(DATA SHOWN)

Issue #2135, opened 2025-01-29
Missing error location for constraint


mzagozen:
### Acton Version

0.24.1.20250129.8.25.26

### Steps to Reproduce and Observed Behavior

```
class Foo(object):
    thing: ?bool

    def __init__(self, thing):
        self.thing = thing

mut def remove_thing(foos):
    for f in foos:
        f.thing = None

def process():
    p = []
    foos = [Foo(True)]
    # This is obviously wrong, remove_thing() does not return Iterable
    p.extend(remove_thing(foos))
```

```
[error]: Constraint violation
     ╭──▶ @0:0-0:0
     │
   0 │ <no line>
     •
     • ╰╸ None must be a subclass of __builtin__.list[_]
─────╯
```

### Expected Behavior

Error points to somewhere in the line `p.extend(remove_thing(foos))`

sydow:
Fixed by #2181 .

plajjan:
Now:
```
kll@Kristians-MacBook-Air acton % actonc compiler/actonc/test/typeerrors/ex26.act
Building file compiler/actonc/test/typeerrors/ex26.act using temporary scratch directory
  Compiling ex26.act for release
[error]: Constraint violation
     ╭──▶ ex26.act@15:5-15:33
     │
  15 │     p.extend(remove_thing(foos))
     •     ┬───────────────────────────
     •     ╰╸ None must be a subclass of __builtin__.list[_]
─────╯
kll@Kristians-MacBook-Air acton %    
```

PR #2181, opened 2025-02-26
fixed #2132 and #2135

### LINKED ISSUE #2132: Missing error location for "keyword component(s) ... is missing in tuple"
### Acton Version

0.24.1.20250127.23.53.9

```
actor Bob():
    def foo(cb):
        pass

actor Rob():
    def bar():
        b = Bob()
        b.foo()
```

```
[error]: Incompatible types
     ╭──▶ @0:0-0:0
     │
   0 │ <no line>
     • 
     • ╰╸ keyword component(s) 'cb' is missing in tuple
─────╯
```

### Expected Behavior

Error message points to the call of `Bob.foo()` with the missing argument

sydow:


plajjan:
It gives me such great joy seeing these fixed, thanks Björn @sydow! =)

PR #2189, opened 2025-03-05
Fix isinstance on optional types

plajjan:


plajjan:
@nordlander here is a quick fix to not segfault on a NULL value when isinstance checking.

I initially attempted to also handle `if isinstance(foo, None)` but the compiler thinks this is illegal, so I skipped it for now.

nordlander:
👍

PR #2194, opened 2025-03-12
Fix base64.decode buffer allocation, UTF-8 handling, change input/output to bytes

mzagozen:
We must use decoder.calcSizeForSlice() instead of calcSizeUpperBound() to get an exact number of bytes we will decode, without padding. If we allocate the maximum size including padding, we may decode less bytes and then our decoded buffer may end up containing garbage.

We also align with other languages (including Python) on the input and output types for encode and decode - the functions now work with Acton bytes instead of str.

### DIFF
--- a/base/__root.zig
+++ b/base/__root.zig
@@ -3,7 +3,7 @@ const std = @import("std");
 const acton = @import("acton.zig");
 const gc = @import("rts/gc.zig");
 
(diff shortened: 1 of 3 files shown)


mzagozen:
The `perf-vs-main` job runs the tests from this branch using Acton from main (tip), right? Then it is expected to fail here ...

plajjan:
Awesome =)

PR #2203, opened 2025-03-18
Fix method calls on empty string

mzagozen:


plajjan:
LGTM. I'll merge this now. @sydow feel free to read the changes and let us know if anything looks broken.

PR #2207, opened 2025-03-20
Fix aarch64 linux cross compile

mzagozen:
When cross-compiling on amd64 host for arm64, Zig picks the *baseline* default CPU. But that is not sufficient to compile Mbed-TLS, it needs AES. For other cross-compilation targets we already provide a default CPU model with the required instructions. We now use *[cortex_a72](https://en.wikipedia.org/wiki/ARM_Cortex-A72)* CPU for cross-compiling for `aarch64-linux-*`. This is the first AWS Graviton from 2018. Not sure if we should target something more modern? I guess it does make a difference in the Zig compiler output?

I also found that using *generic+crytpo* works for all cross-compile targets, but again, what does that mean in terms of other optimizations?

### DIFF
--- a/cli/src/acton.act
+++ b/cli/src/acton.act
@@ -1425,6 +1425,7 @@ actor main(env):
         p.add_option("tempdir", "str", "?", "", "Directory for temporary build files")
         p.add_option("syspath", "str", "?", "", "syspath")
         p.add_option("target", "str", "?", "", "Target, e.g. x86_64-linux-gnu.2.28")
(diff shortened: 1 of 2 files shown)


plajjan:
TIL about `generic+crypto` - sounds like exactly what we want... so let's do that instead? I'm fine with this PR, so feel free to merge if you just want to move forward right now, but I think `generic+crypto` sounds like the better solution (since we don't need to care about x86 vs aarch64, right?)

(End DATA SHOWN)

▶ _WORK TASK_
Every record shown above should appear again in your answer, unchanged.

▶ _TASK OUTPUT_
Issue #2135, opened 2025-01-29
Missing error location for constraint


mzagozen:
### Acton Version

0.24.1.20250129.8.25.26

### Steps to Reproduce and Observed Behavior

```
class Foo(object):
    thing: ?bool

    def __init__(self, thing):
        self.thing = thing

mut def remove_thing(foos):
    for f in foos:
        f.thing = None

def process():
    p = []
    foos = [Foo(True)]
    # This is obviously wrong, remove_thing() does not return Iterable
    p.extend(remove_thing(foos))
```

```
[error]: Constraint violation
     ╭──▶ @0:0-0:0
     │
   0 │ <no line>
     •
     • ╰╸ None must be a subclass of __builtin__.list[_]
─────╯
```

### Expected Behavior

Error points to somewhere in the line `p.extend(remove_thing(foos))`

sydow:
Fixed by #2181 .

plajjan:
Now:
```
kll@Kristians-MacBook-Air acton % actonc compiler/actonc/test/typeerrors/ex26.act
Building file compiler/actonc/test/typeerrors/ex26.act using temporary scratch directory
  Compiling ex26.act for release
[error]: Constraint violation
     ╭──▶ ex26.act@15:5-15:33
     │
  15 │     p.extend(remove_thing(foos))
     •     ┬───────────────────────────
     •     ╰╸ None must be a subclass of __builtin__.list[_]
─────╯
kll@Kristians-MacBook-Air acton %    
```

PR #2181, opened 2025-02-26
fixed #2132 and #2135

### LINKED ISSUE #2132: Missing error location for "keyword component(s) ... is missing in tuple"
### Acton Version

0.24.1.20250127.23.53.9

```
actor Bob():
    def foo(cb):
        pass

actor Rob():
    def bar():
        b = Bob()
        b.foo()
```

```
[error]: Incompatible types
     ╭──▶ @0:0-0:0
     │
   0 │ <no line>
     • 
     • ╰╸ keyword component(s) 'cb' is missing in tuple
─────╯
```

### Expected Behavior

Error message points to the call of `Bob.foo()` with the missing argument

sydow:


plajjan:
It gives me such great joy seeing these fixed, thanks Björn @sydow! =)

PR #2189, opened 2025-03-05
Fix isinstance on optional types

plajjan:


plajjan:
@nordlander here is a quick fix to not segfault on a NULL value when isinstance checking.

I initially attempted to also handle `if isinstance(foo, None)` but the compiler thinks this is illegal, so I skipped it for now.

nordlander:
👍

PR #2194, opened 2025-03-12
Fix base64.decode buffer allocation, UTF-8 handling, change input/output to bytes

mzagozen:
We must use decoder.calcSizeForSlice() instead of calcSizeUpperBound() to get an exact number of bytes we will decode, without padding. If we allocate the maximum size including padding, we may decode less bytes and then our decoded buffer may end up containing garbage.

We also align with other languages (including Python) on the input and output types for encode and decode - the functions now work with Acton bytes instead of str.

### DIFF
--- a/base/__root.zig
+++ b/base/__root.zig
@@ -3,7 +3,7 @@ const std = @import("std");
 const acton = @import("acton.zig");
 const gc = @import("rts/gc.zig");
 
(diff shortened: 1 of 3 files shown)


mzagozen:
The `perf-vs-main` job runs the tests from this branch using Acton from main (tip), right? Then it is expected to fail here ...

plajjan:
Awesome =)

PR #2203, opened 2025-03-18
Fix method calls on empty string

mzagozen:


plajjan:
LGTM. I'll merge this now. @sydow feel free to read the changes and let us know if anything looks broken.

PR #2207, opened 2025-03-20
Fix aarch64 linux cross compile

mzagozen:
When cross-compiling on amd64 host for arm64, Zig picks the *baseline* default CPU. But that is not sufficient to compile Mbed-TLS, it needs AES. For other cross-compilation targets we already provide a default CPU model with the required instructions. We now use *[cortex_a72](https://en.wikipedia.org/wiki/ARM_Cortex-A72)* CPU for cross-compiling for `aarch64-linux-*`. This is the first AWS Graviton from 2018. Not sure if we should target something more modern? I guess it does make a difference in the Zig compiler output?

I also found that using *generic+crytpo* works for all cross-compile targets, but again, what does that mean in terms of other optimizations?

### DIFF
--- a/cli/src/acton.act
+++ b/cli/src/acton.act
@@ -1425,6 +1425,7 @@ actor main(env):
         p.add_option("tempdir", "str", "?", "", "Directory for temporary build files")
         p.add_option("syspath", "str", "?", "", "syspath")
         p.add_option("target", "str", "?", "", "Target, e.g. x86_64-linux-gnu.2.28")
(diff shortened: 1 of 2 files shown)


plajjan:
TIL about `generic+crypto` - sounds like exactly what we want... so let's do that instead? I'm fine with this PR, so feel free to merge if you just want to move forward right now, but I think `generic+crypto` sounds like the better solution (since we don't need to care about x86 vs aarch64, right?)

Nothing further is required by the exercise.